Who should I vote for in the upcoming election?

Watch this space for election and voting updates, and visit the CivicCLP website for current civic and political information. A full calendar of upcoming election dates and deadlines is available at vote.pa.gov


Answer

How CLP Library Staff Can Help

The librarians and staff at Carnegie Library of Pittsburgh are happy to share information and resources with you so you can make an informed decision about how to cast your vote for the upcoming election. Below are some resources that can help you research and evaluate the candidates so you can feel informed and confident when you cast your vote. 
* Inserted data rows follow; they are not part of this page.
PR #259, opened 2024-02-12
Load MTLS status and certs info

### LINKED ISSUE #253: TLS information is not available
In the overview page, TLS information is not available:

image

It only affects OSSMC, because that information is available in Kiali server:

image

ferhoyos:
Since OSSMC does not render `MeshMTLSStatus` and `IstioCertsInfo` components located in Kiali header, MLTS and certs info are not loaded.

Please keep in mind that library staff cannot legally or ethically share their opinions on political values. You can read more about the legal obligations of nonprofit organizations concerning the restriction of political campaign intervention at the IRS website, or the National Council of Nonprofits. To learn more about library ethics, you can read the American Library Association Code of Ethics (specifically section VI) and the Library Bill of Rights.


Evaluating the Candidates

Ultimately, who you vote for is your choice! This post supported by the League of Women Voters provides seven steps designed to help you evaluate a political candidate: 

  1. Decide what you are looking for in a candidate
  2. Learn about the candidates on your ballot
  3. Gather materials about the candidates
  4. Evaluate the candidates' stands on issues
  5. Learn about the candidates' leadership abilities
  6. Learn how other people view the candidate
  7. Use the Candidate Report Card to evaluate your options (available at the bottom of the article)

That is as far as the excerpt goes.